Pennyforyourthoughtsplease · 29/06/2025 22:07

CurlewKate · 29/06/2025 12:30

Mumsnet is weirdly anti breastfeeding generally. I don’t get it.

I've only seen anti BF comments on MN. Breast is best, many on here can't or won't breastfeed and seem to resent those who do.

Barnbrack · 29/06/2025 22:07

jannier · 29/06/2025 15:21

I would say if we go back to mand intended purpose....to propergate nature designed us to wren our babies and move onto the next one so perhaps there's am inbred feeling that once the baby becomes a child we should be promoting independence.

In a lot of cultures which are still living in more traditional ways age gaps are around 3-4 years due partly to breastfeeding and this gap is considered the best for children.

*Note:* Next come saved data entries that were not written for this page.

PR #561, opened 2022-02-03
test(index): basic example consumer unit test

### LINKED ISSUE #560: [test] Add an example consumer / index unit test
Write a simple unit test in `src` root that imports and uses components from `dist/index.js`.

This would catch annoying errors in exports that break _everything_. Those errors are too easy to make, so a test here is very important.

akdetrick:
fixes #560 

A little something to save us from the embarrassment of breaking all exports by making a mistake in `src/index.js`. It's not a full example consumer, but it's better than nothing.

When I recreate the issue we encountered a week or so ago (`module.exports = componentsList`) in the index file, the unit test catches the problem:

Screen Shot 2022-02-03 at 5 55 07 PM

### DIFF
--- a/.github/workflows/jest.yaml
+++ b/.github/workflows/jest.yaml
@@ -19,4 +19,5 @@ jobs:
         run: |
           echo "The job was automatically triggered by a ${{ github.event_name }} event."
           npm install
+          npm run build
           npm run test
--- a/jest.config.js
+++ b/jest.config.js
@@ -2,5 +2,8 @@ module.exports = {
   moduleFileExtensions: ["js", "json", "jsx", "vue"],
   moduleDirectories: ["node_modules", "src"],
   testEnvironment: "jest-environment-jsdom",
-  setupFilesAfterEnv: ["./setupTests.js"],
+  setupFilesAfterEnv: ["<rootDir>/setupTests.js"],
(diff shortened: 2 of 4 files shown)


.github/workflows/jest.yaml
```diff
@@ -19,4 +19,5 @@ jobs:
         run: |
           echo "The job was automatically triggered by a ${{ github.event_name }} event."
           npm install
+          npm run build
```
akdetrick, line 22: the index unit test reads from `dist/`, so we must build before testing now

jest.config.js
```diff
@@ -2,5 +2,8 @@ module.exports = {
   moduleFileExtensions: ["js", "json", "jsx", "vue"],
   moduleDirectories: ["node_modules", "src"],
   testEnvironment: "jest-environment-jsdom",
-  setupFilesAfterEnv: ["./setupTests.js"],
+  setupFilesAfterEnv: ["<rootDir>/setupTests.js"],
+  moduleNameMapper: {
+    "\\.(css|scss)$": "<rootDir>/__mocks__/styleMock.js",
```
akdetrick, line 7: tells jest what to do with imports/requires that are normally handled by webpack

xiexiewenting (approved):
yay!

Pennyforyourthoughtsplease · 29/06/2025 22:08

ohyesherewego · 29/06/2025 22:04

Wow people were saying it was odd for a 6 month old to still be breastfed??

Yes, so ridiculous 🙄

Parker231 · 29/06/2025 22:12

Pennyforyourthoughtsplease · 29/06/2025 22:07

I've only seen anti BF comments on MN. Breast is best, many on here can't or won't breastfeed and seem to resent those who do.

You obviously haven’t seen the threads where those of us who chose to use formula are criticised for being selfish, bad parents, giving your babies a poor start in life - basically a load of rubbish!